In light of a $295-million projected deficit next year, Rhode Island Governor Chafee has proposed a 1% sales tax “on the dozens of currently exempt items, including food, clothing and prescription drugs.”[i] This proposal has a potential to raise $89 million in annual new revenue. Other legislators are proposing bills to add sales tax to luxury items including expensive clothing and yachts.
The alternative proposals stand on the ground that basic clothing should not be taxed because it would be regressive taxing, adversely affecting lower-income residents. However, if someone can afford a yacht, they can afford the 7% tax on it (currently exempt as a luxury item). Other proposals suggest lowering the luxury clothing tax from $500 items to $175 items like Massachusetts. This increase will raise the tax on an additional $325 of a $500 item.
The problem with the legislators’ proposal is that luxury items are not efficient. They are highly elastic – where an increase in tax will reduce consumption. Overall fewer of these items are purchased and without running the numbers, an increase in luxury tax will not likely raise the same amount of money as a 1% tax on all basic exempt items.

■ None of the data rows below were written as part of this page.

PR #7445, opened 2016-03-23
fix memory leak in ShapeManager

AndrewMeadows:
- fix memory leak in ShapeManager

### DIFF
--- a/libraries/physics/src/ShapeFactory.cpp
+++ b/libraries/physics/src/ShapeFactory.cpp
@@ -120,3 +120,21 @@ btCollisionShape* ShapeFactory::createShapeFromInfo(const ShapeInfo& info) {
     }
     return shape;
 }
+
+void ShapeFactory::deleteShape(btCollisionShape* shape) {
+    assert(shape);
+    if (shape->getShapeType() == (int)COMPOUND_SHAPE_PROXYTYPE) {
+        btCompoundShape* compoundShape = static_cast<btCompoundShape*>(shape);
+        const int numChildShapes = compoundShape->getNumChildShapes();
+        for (int i = 0; i < numChildShapes; i ++) {
+            btCollisionShape* childShape = compoundShape->getChildShape(i);
+            if (childShape->getShapeType() == (int)COMPOUND_SHAPE_PROXYTYPE) {
+                // recurse
+                ShapeFactory::deleteShape(childShape);
+            } else {
+                delete childShape;
+            }
+        }
+    }
+    delete shape;
+}
--- a/libraries/physics/src/ShapeManager.cpp
+++ b/libraries/physics/src/ShapeManager.cpp
@@ -23,7 +23,7 @@ ShapeManager::~ShapeManager() {
     int numShapes = _shapeMap.size();
     for (int i = 0; i < numShapes; ++i) {
         ShapeReference* shapeRef = _shapeMap.getAtIndex(i);
-        delete shapeRef->shape;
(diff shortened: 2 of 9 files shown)


AndrewMeadows:
https://app.asana.com/0/26623005675174/103442220436762

@sethalves noticed that there was a memory leak in the ShapeManager.  The problem was that the child shapes of "compound shapes" are not yet in the ShapeManager, so we need to delete the children whenever we delete their parent.  Models that use collision hulls for their shape, and PolyVox entities use the "compound shape" feature.

AndrewMeadows:
Assigning to @sethalves to test and review: he knows the testplan which goes something like this:

(1) build on linux with this environment variable defined: export HIFI_MEMORY_DEBUGGING=1
(2) delete all controller plugins
(3) run the interface and capture all logs (including stderr)
(4) navigate to a domain with lots of compound objects
(5) logout and examine the tail of the logs for memory leak information

hifi-gustavo:
Build console output for commit: ecfe198e35fad5b07d09eba40ede017b7f1eb65c available at: https://gist.github.com/1b5e7d43cb5ecfbe7df5<br/><br/>Installers available for download at: <br/>Windows: http://s3.amazonaws.com/hifi-public/pr-builds/HighFidelity-Alpha-PR7445.exe<br/>OS X: http://s3.amazonaws.com/hifi-public/pr-builds/HighFidelity-Alpha-PR7445.dmg

libraries/physics/src/ShapeManager.cpp
```diff
@@ -58,14 +59,14 @@ btCollisionShape* ShapeManager::getShape(const ShapeInfo& info) {
...
-bool ShapeManager::releaseShape(const DoubleHashKey& key) {
+bool ShapeManager::releaseShapeByKey(const DoubleHashKey& key) {
     ShapeReference* shapeRef = _shapeMap.find(key);
     if (shapeRef) {
         if (shapeRef->refCount > 0) {
             shapeRef->refCount--;
             if (shapeRef->refCount == 0) {
                 _pendingGarbage.push_back(key);
-                const int MAX_GARBAGE_CAPACITY = 127;
+                const int MAX_GARBAGE_CAPACITY = 255;
```
AndrewMeadows: I'm bumping this up in a half-hearted attempt to reduce immediate garbage collection when deleting entities using compound shapes.  However, I noticed that many of our compound shapes are using 1000+ compound parts.  None of the child shapes are shared atm, unless their parent shape itself is shared.

libraries/physics/src/ShapeFactory.cpp
```diff
@@ -120,3 +120,21 @@ btCollisionShape* ShapeFactory::createShapeFromInfo(const ShapeInfo& info) {
...
+            if (childShape->getShapeType() == (int)COMPOUND_SHAPE_PROXYTYPE) {
+                // recurse
+                ShapeFactory::deleteShape(childShape);
+            } else {
+                delete childShape;
+            }
+        }
+    }
+    delete shape;
+}
```
AndrewMeadows: This is the real fix: recursive delete of child shapes.  Yes, I noticed at least one compound shape heirarchy that was two deep:  CompoundShape with one child: a CompoundShape.  This particular inefficiency should eventually be fixed but eventually we'll probably have CompoundShapes with many CompoundShape children (for articulated objects with complex parts).

sethalves:
I've tested this, and it looks good.

PR #7447, opened 2016-03-23
fix animated motor proteins

ZappoMan:
Fix animated entities that are being externally updated (e.g. from an AC script)

### DIFF
--- a/libraries/entities-renderer/src/RenderableModelEntityItem.h
+++ b/libraries/entities-renderer/src/RenderableModelEntityItem.h
@@ -38,12 +38,6 @@ public:
                                                 EntityPropertyFlags& propertyFlags, bool overwriteLocalData,
                                                 bool& somethingChanged) override;
 
-    virtual void somethingChangedNotification() override {
-        // FIX ME: this is overly aggressive. We only really need to simulate() if something about
-        // the world space transform has changed and/or if some animation is occurring.
-        _needsInitialSimulation = true;
-    }
-
     virtual bool readyToAddToScene(RenderArgs* renderArgs = nullptr);
     virtual bool addToScene(EntityItemPointer self, std::shared_ptr<render::Scene> scene, render::PendingChanges& pendingChanges) override;
     virtual void removeFromScene(EntityItemPointer self, std::shared_ptr<render::Scene> scene, render::PendingChanges& pendingChanges) override;


ZappoMan:
This fixes this issue: https://app.asana.com/0/26320649018758/94449384699210

Testing notes:
- Basic Smoke Test.
- Make sure to go to cellscience and click on "inside the cell" -
- Observe that the motor proteins will properly animate even in desktop mode if not moving your camera (in production, their legs don't move as they move along their path).
- Test other cases of animated entities... (come to hell and verify that the dragon is flying)
- Multi-user tests: Make sure a second observer can see someone move and/or rotate an entity.

libraries/entities-renderer/src/RenderableModelEntityItem.h
```diff
@@ -38,12 +38,6 @@ class RenderableModelEntityItem : public ModelEntityItem {
                                                 EntityPropertyFlags& propertyFlags, bool overwriteLocalData,
                                                 bool& somethingChanged) override;
 
-    virtual void somethingChangedNotification() override {
```
ZappoMan: Here's the fix -- basically, this code was designed to detect any property change that might require the "Model.cpp" model to get it's bounds/rotation/position updated and simulated for the first time... but as the FIXME comment says, this is way too aggressive. The correct behavior is to only do simulation in cases where the bounds have changed or don't match the model... 

It turns out there is already code in the update and render methods to check the bounds and update accordingly, so this notification handler was superfluous.

But beyond being superfluous, it actually also caused the getAnimationFrame() to bail early, because if it really is a case of an initial simulation being needed the animation frames can't yet be calculated. So as a result, we'd bail early and never update the correct animation frame.

So basically, this old code is preventing the correct animation, and not providing extra support for changed entity properties that actually require model updates.

hifi-gustavo:
Build console output for commit: 3fa3b40f433251a1ae4fc758f2b58e492b45f364 available at: https://gist.github.com/1c4304bb3d8baeb83e29<br/><br/>Installers available for download at: <br/>Windows: http://s3.amazonaws.com/hifi-public/pr-builds/HighFidelity-Alpha-PR7447.exe<br/>OS X: http://s3.amazonaws.com/hifi-public/pr-builds/HighFidelity-Alpha-PR7447.dmg

ZappoMan:
test this please

hifi-gustavo:
Build console output for commit: 3fa3b40f433251a1ae4fc758f2b58e492b45f364 available at: https://gist.github.com/1c4304bb3d8baeb83e29<br/><br/>Installers available for download at: <br/>Windows: http://s3.amazonaws.com/hifi-public/pr-builds/HighFidelity-Alpha-PR7447.exe<br/>OS X: http://s3.amazonaws.com/hifi-public/pr-builds/HighFidelity-Alpha-PR7447.dmg

PR #7448, opened 2016-03-23
Added Refresh Buttons to entityProperties

Menithal:
This PR adds a simple "reload content" button at the end of each url entityProperty in the Edit windows.

It appends / updates to the url a parameter "HFTime" that is the current timestamp (in milliseconds) to request the latest version of an asset. If there is nothing on the field, pressing the button should do nothing.

-----

### Note this may be difficult to test via rawgit. I suggest downloading the zip and then using the example folder instead as a whole due to so many dependencies in the edit.js script

**Test Expectations:**
- if the url is empty, pressing the button should not do anything
- Pressing the button should always reload the property asset.
- If HFTime already exist, it should be removed, and a new one replacing it should appear.
- Pressing the button should not break the entity url to be invalid URI spec.

**Test cases:**
- Files/Atp? (this is a question mark)
- Plain url
- Url with multiple parameters
- Url parameter with existing HFTime parameter: HFTime Parameter is removed, and updated at the end of the url.

**Testing:**

1. Use edit.js
2. Select an entity with a url property. 
3. Update the url content.
4. Press the refresh button.
5. Updated entity should now load without having to touch the url. This url may now be used on other content using the same asset

### DIFF
--- a/examples/html/entityProperties.html
+++ b/examples/html/entityProperties.html
@@ -451,36 +451,36 @@
 
                 var elPreviewCameraButton = document.getElementById("preview-camera-button");
     
-		var urlUpdaters = document.getElementsByClassName("update-url-version");
-		var PARAM_REGEXP = /(?:\?)(\S+)/; // Check if this has any parameters.
-		var TIMESTAMP_REGEXP = /(&?HFTime=\d+)/;
-	
-		var refreshEvent = function(event){
-	  		var urlElement = event.target.parentElement.getElementsByClassName("url")[0];
-  			var content = urlElement.value;
-  			var date = new Date();
-  			var timeStamp = date.getTime();
+                var urlUpdaters = document.getElementsByClassName("update-url-version");
+                var PARAM_REGEXP = /(?:\?)(\S+)/; // Check if this has any parameters.
+                var TIMESTAMP_REGEXP = /(&?HFTime=\d+)/;
 
-  			if(content.length > 0){
-      				if(PARAM_REGEXP.test(content)){
-        			// Has params, so lets remove existing definition and append again.
-        				content = content.replace(TIMESTAMP_REGEXP,"") + "&";		
-      				}else{
-        				content += "?";
-      				}
-				content = content.replace("?&","?");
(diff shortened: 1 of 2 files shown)


hifi-gustavo:

cozza13:
ok to test

hifi-gustavo:
Build console output for commit: 12ecd592ab136506c7a1514570b87284d0aa9148 available at: https://gist.github.com/74ba7e6133b6b604a45e<br/><br/>Installers available for download at: <br/>Windows: http://s3.amazonaws.com/hifi-public/pr-builds/HighFidelity-Alpha-PR7448.exe<br/>OS X: http://s3.amazonaws.com/hifi-public/pr-builds/HighFidelity-Alpha-PR7448.dmg

judasshuffle:
Works for me, I will miss typing ?v1234354, I will get over it, nice improvement

examples/html/entityProperties.html
```diff
@@ -451,6 +451,37 @@
...
+    			evt.initEvent("change", true, true ); 
+    			urlElement.dispatchEvent(evt);
+
+		};
+
+		for(var index = 0; index < urlUpdaters.length; index++){
+  			var urlUpdater = urlUpdaters[index];
+  			urlUpdater.addEventListener("click", refreshEvent);
+		}
+
```
AndrewMeadows: This appears to be indented using tabs instead of four spaces.  I assume we're enforcing space-only indentation on our HTML files.

Menithal: Will fix this to meet the requirement.

Menithal:
@AndrewMeadows  Updated the code styling

hifi-gustavo:
Build console output for commit: 24f2bdac7795ac5c3cb3fc3235f7821f031ba1be available at: https://gist.github.com/74ba7e6133b6b604a45e<br/><br/>Installers available for download at: <br/>Windows: http://s3.amazonaws.com/hifi-public/pr-builds/HighFidelity-Alpha-PR7448.exe<br/>OS X: http://s3.amazonaws.com/hifi-public/pr-builds/HighFidelity-Alpha-PR7448.dmg

PR #7454, opened 2016-03-24
Fix async issues related to JS <-> App <-> QML <-> HTML communication

jherico:
Addresses a potential sources of crashing due to the asynchronous passing of requests between JS scripts and the QML objects.

Also re-implements the mechanism used to communicate between Interface JS and HTML JS

To test this you need to load scripts from `http://rawgit.com/jherico/hifi/qml_crashes/examples/defaultScripts.js`

One issue I saw in production was that repeatedly reloading all scripts would eventually crash.  With this build I'm unable to reproduce this.  Note that you should wait for the reload to finish before reloading again.  Simply spamming the reload button seems to have some issues.

PR #7422, opened 2016-03-22
Fix occasional crash on creating overlay tool windows

jherico:
There appears to be an issue with ownership and garbage collection when dynamically creating and destroying tabs in a QML `TabView`.

PR #7458, opened 2016-03-24
Guard destruction of half-initialized QmlOverlay.

howard-stearns:


howard-stearns:
Possible fix for https://app.asana.com/0/32622044445063/104506076099221

hifi-gustavo:
Build console output for commit: f7f2b14f43c1e6c2bf182be3da08500d7aaf84c5 available at: https://gist.github.com/01b7b1503e8eb6e5b196<br/><br/>Installers available for download at: <br/>Windows: http://s3.amazonaws.com/hifi-public/pr-builds/HighFidelity-Alpha-PR7458.exe<br/>OS X: http://s3.amazonaws.com/hifi-public/pr-builds/HighFidelity-Alpha-PR7458.dmg

howard-stearns:
Test notes: Do various quick shutdown things right after startup, with windows and (script) panels open or not open.

interface/src/ui/overlays/QmlOverlay.cpp
```diff
@@ -51,6 +51,9 @@ void QmlOverlay::buildQmlElement(const QUrl& url) {
 }
 
 QmlOverlay::~QmlOverlay() {
+    if (!_qmlElement) { // e.g., if shutdown while still building.
```
jherico: I don't understand how this will affect anything.  `_qmlElement.reset()` should have no effect if the element is null.

howard-stearns: Even with the deleter established when constructing the shared_ptr? (About 14 lines above. The body of the deleter is fine, but I'm worried about the existence/storage of the deleter lambda.)

There are crashes on the _qmlElement.reset() line. I'm hoping that's because of the above. Otherwise....wtf?

cozza13:
Been doing those tests. I have not specifically crashed, yet not really able to repro this on the production build. The system sometimes is not shutting down, however that is also happening on release and unrelated to this PR. I will give it a QA pass.

interface/src/ui/overlays/QmlOverlay.cpp
Atlante45: I just checked out that code, _qmlElement is owned by JavaScript and has a parent.
```
// If we already have a root, just set a couple of flags and the ancestry
    if (_rootItem) {
        // Allow child windows to be destroyed from JS
        QQmlEngine::setObjectOwnership(newObject, QQmlEngine::JavaScriptOwnership);
        newObject->setParent(_rootItem);
        if (newItem) {
            newItem->setParentItem(_rootItem);
        }
        return newObject;
    }
```
Wrapping it in an `std::shared_ptr` seems dangerous, it's probably getting deleted under our foot.

howard-stearns:
Given the continuing flux of related code (https://github.com/highfidelity/hifi/pull/7473, https://github.com/highfidelity/hifi/pull/7454, https://github.com/highfidelity/hifi/pull/7312, https://github.com/highfidelity/hifi/pull/7422), I think I'd like to withdraw this until the dust settles.

PR #7462, opened 2016-03-24
Lock cache's unusedResources access

zzmp:
When resources begin to fall out of scope and purge from the cache, the underlying `QMap` can have access violations from mutations across threads. This makes that member threadsafe.


zzmp:
https://app.asana.com/0/26225263936266/104719244308523

#### Testing

Make sure things still load. General smoke test.

Atlante45:
Oh it wasn't static then.
I guess the resources can be owned by any thread. and the shared ptr's door will run on whatever thread it gets destructed on.
That was the issue.

zzmp:
I have this being called multiple times on one thread - potential deadlock. Will update when I know more.

zzmp:
The issue was that I am nesting resources, so when one is purged from the cache, the AllReferencesCleared is called on the next one.

hifi-gustavo:
Build console output for commit: 7274a693c78782850293e7428ea3b75efaa108a4 available at: https://gist.github.com/8cfb9d3e6315537f3bc6<br/><br/>Installers available for download at: <br/>Windows: http://s3.amazonaws.com/hifi-public/pr-builds/HighFidelity-Alpha-PR7462.exe<br/>OS X: http://s3.amazonaws.com/hifi-public/pr-builds/HighFidelity-Alpha-PR7462.dmg

zzmp:
I think all entity references are dropped from the main thread, so this PR is probably not necessary.

PR #7467, opened 2016-03-24
Drop resource data after load

zzmp:
Currently, everything using a subclass of `ResourceCache` holds onto the network data with the processed `Resource`.

This removes that `_data` member, which was never used, to reduce memory consumption.

PR #7471, opened 2016-03-25
Revert "Drop resource data after load"

ZappoMan:
Reverts highfidelity/hifi#7467

### DIFF
--- a/libraries/networking/src/ResourceCache.cpp
+++ b/libraries/networking/src/ResourceCache.cpp
@@ -423,12 +423,12 @@ void Resource::handleReplyFinished() {
     
     auto result = _request->getResult();
     if (result == ResourceRequest::Success) {
+        _data = _request->getData();
         auto extraInfo = _url == _activeUrl ? "" : QString(", %1").arg(_activeUrl.toDisplayString());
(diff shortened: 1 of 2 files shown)


Atlante45:
Did that break something?

ZappoMan:
Test says it's crashing on them... and @jherico - expressed concern that the signal was potentially sending bad data....

```
yeah, ok, that PR is unsafe....  the problem is specifically that the signal is using a const reference.  That means that if the signal handler is on a different thread than the emitter, then it will have a const reference to an object that might have been destroyed.
new messages

if you change the signal from `void loaded(const QByteArray& request);` to `void loaded(const QByteArray request);` it should be safe, because the QByteArray will be copied into the signal event and will travel with it, even if it gets handled later on another thread.  Because Qt's containers use shared backing memory, it shouldn't actually cause a duplicate of the memory to be a allocated
```

hifi-gustavo:
Build console output for commit: cd5beabf10cc8479637c0779f0587329b697b8cf available at: https://gist.github.com/a3cdf228118c88d31956<br/><br/>Installers available for download at: <br/>Windows: http://s3.amazonaws.com/hifi-public/pr-builds/HighFidelity-Alpha-PR7471.exe<br/>OS X: http://s3.amazonaws.com/hifi-public/pr-builds/HighFidelity-Alpha-PR7471.dmg

PR #7472, opened 2016-03-25
expire mortal entities correctly

AndrewMeadows:
- fix bug where sometimes entities with finite lifetimes did not appear to be deleted

### DIFF
--- a/libraries/entities/src/EntitySimulation.cpp
+++ b/libraries/entities/src/EntitySimulation.cpp
@@ -101,11 +101,14 @@ void EntitySimulation::expireMortalEntities(const quint64& now) {
                 prepareEntityForDelete(entity);
             } else {
                 if (expiry < _nextExpiry) {
-                    // remeber the smallest _nextExpiry so we know when to start the next search
+                    // remember the smallest _nextExpiry so we know when to start the next search
                     _nextExpiry = expiry;
                 }
                 ++itemItr;
             }
+        }
+        if (_mortalEntities.size() < 1) {
+            _nextExpiry = -1;
         }
     }
 }
--- a/libraries/physics/src/PhysicalEntitySimulation.cpp
+++ b/libraries/physics/src/PhysicalEntitySimulation.cpp
@@ -57,16 +57,18 @@ void PhysicalEntitySimulation::addEntityInternal(EntityItemPointer entity) {
 }
 
 void PhysicalEntitySimulation::removeEntityInternal(EntityItemPointer entity) {
-    EntitySimulation::removeEntityInternal(entity);
-    QMutexLocker lock(&_mutex);
-    _entitiesToAddToPhysics.remove(entity);
+    if (entity->isSimulated()) {
+        EntitySimulation::removeEntityInternal(entity);
+        QMutexLocker lock(&_mutex);
+        _entitiesToAddToPhysics.remove(entity);
 
-    EntityMotionState* motionState = static_cast<EntityMotionState*>(entity->getPhysicsInfo());
-    if (motionState) {
-        _outgoingChanges.remove(motionState);
-        _entitiesToRemoveFromPhysics.insert(entity);
-    } else {
-        _entitiesToDelete.insert(entity);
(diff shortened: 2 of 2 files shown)


libraries/entities/src/EntitySimulation.cpp
```diff
@@ -101,12 +101,15 @@ void EntitySimulation::expireMortalEntities(const quint64& now) {
...
-                    // remeber the smallest _nextExpiry so we know when to start the next search
+                    // remember the smallest _nextExpiry so we know when to start the next search
                     _nextExpiry = expiry;
                 }
                 ++itemItr;
             }
         }
+        if (_mortalEntities.size() < 1) {
+            _nextExpiry = -1;
+        }
```
AndrewMeadows: Minor optimization when _mortalEntities list is empty.

libraries/physics/src/PhysicalEntitySimulation.cpp
```diff
@@ -57,16 +57,18 @@ void PhysicalEntitySimulation::addEntityInternal(EntityItemPointer entity) {
...
-    } else {
-        _entitiesToDelete.insert(entity);
+        EntityMotionState* motionState = static_cast<EntityMotionState*>(entity->getPhysicsInfo());
+        if (motionState) {
+            _outgoingChanges.remove(motionState);
+            _entitiesToRemoveFromPhysics.insert(entity);
+        } else {
+            _entitiesToDelete.insert(entity);
+        }
     }
```
AndrewMeadows: Wrapping code in `if (entity->isSimulated())` logic block.

libraries/physics/src/PhysicalEntitySimulation.cpp
```diff
@@ -190,7 +192,7 @@ void PhysicalEntitySimulation::deleteObjectsRemovedFromPhysics() {
         entity->setPhysicsInfo(nullptr);
         delete motionState;
 
-        if (entity->isSimulated() && entity->isDead()) {
+        if (entity->isDead()) {
             _entitiesToDelete.insert(entity);
```
AndrewMeadows: These are the real fixes.  The order of operations is not always the same: sometimes the entity will be removed from the EntitySimulation base class (simulated bit goes false) **before** the RigidBody is removed from physics and sometimes it is the other way around -- depends mostly on who notices first that the entity needs to be deleted: the interface or the entity-server.  The check for isSimulated() (the base EntityServer class has it in its own lists) is not necessary here.  The isDead() bit is sufficient.

hifi-gustavo:
Build console output for commit: ac5c055a1ea1fe07ed2aa3664a8ce1ce366335f5 available at: https://gist.github.com/0a639066392945fbfbb3<br/><br/>Installers available for download at: <br/>Windows: http://s3.amazonaws.com/hifi-public/pr-builds/HighFidelity-Alpha-PR7472.exe<br/>OS X: http://s3.amazonaws.com/hifi-public/pr-builds/HighFidelity-Alpha-PR7472.dmg

ZappoMan:
fixes: https://app.asana.com/0/26225263936266/104793925165111

AndrewMeadows:
https://app.asana.com/0/26623005675174/104793925165111

Reproducing the problem depends on a sort of race condition (who notices the entity should be deletes first: interface client or entity-server?) but here is the repro recipe that was most reliable for me:

(1) Create an entity
(2) Set its lifetime to 300 seconds
(3) Logout
(4) Login
(5) Set it lifetime to 5 seconds
--> should get deleted and disappear immediately
--> but the bug is that sometimes it doesn't disappear (it does get removed from the physics engine (can't collide against it) and it does get deleted on the server)

libraries/entities/src/EntitySimulation.cpp
Atlante45: Not blocking, but I think this would be better here, since that's what you're actually checking:
```cpp
if (_mortalEntities.isEmpty()) {
    ...
}
```

thoys:
Works for me aswell @PhilipRosedale , was just testing ;)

While a 1% tax on basic items may raise more money to balance Rhode Island’s budget deficit, it would be regressive and inequitable by effectively taxing lower-income people more than higher-income people. As Rhode Island has been facing some of the highest unemployment rates in the nation – before the recession even hit the whole country – the impact of this bill on an already hard-hit segment of the population would be a real blow. What’s a state to do?
The Mikesell article suggested for this week’s reading provides evidence that clothing tax exemptions actually provides “greater relief to high-income as opposed to low-income families. It therefore reduces revenue yield . . . without the desired equity effect.”[ii] Governor Chafee is willing to take recommendations and make changes to his proposal. I would suggest that he refrain from taxing unprepared food and basic prescription drugs, but adding a 1% tax to clothing, and taxing luxury goods – either at $175 instead of $500, or the entire amount – would create significant revenue while balancing equity and elasticity of the tax base.
Link to article: http://www.projo.com/news/politics/content/Chafee_sales_tax__02-17-11_27MHQHI_v21.1af78bf.html
[ii] Mikesell, John. The American Retail Sales Tax: Considerations on Their Structure, Operations, and Potential as a Foundation for a Federal Sales Tax.
Your blog posting did a great job of explaining the equity and efficiency trade-offs between taxing basic goods and more elastic luxury items!
ReplyDeleteA 1991 article in the NY Times shows why taxing only luxury goods does not yield much revenue. It describes how buyers and sellers responded to a 1991 tax on yachts over $100,000. Buyers changed their behavior by buying either used or cheaper yachts to avoid the tax. Sellers who were able to alter production built cheaper yachts, and those who could not adapt went out of business.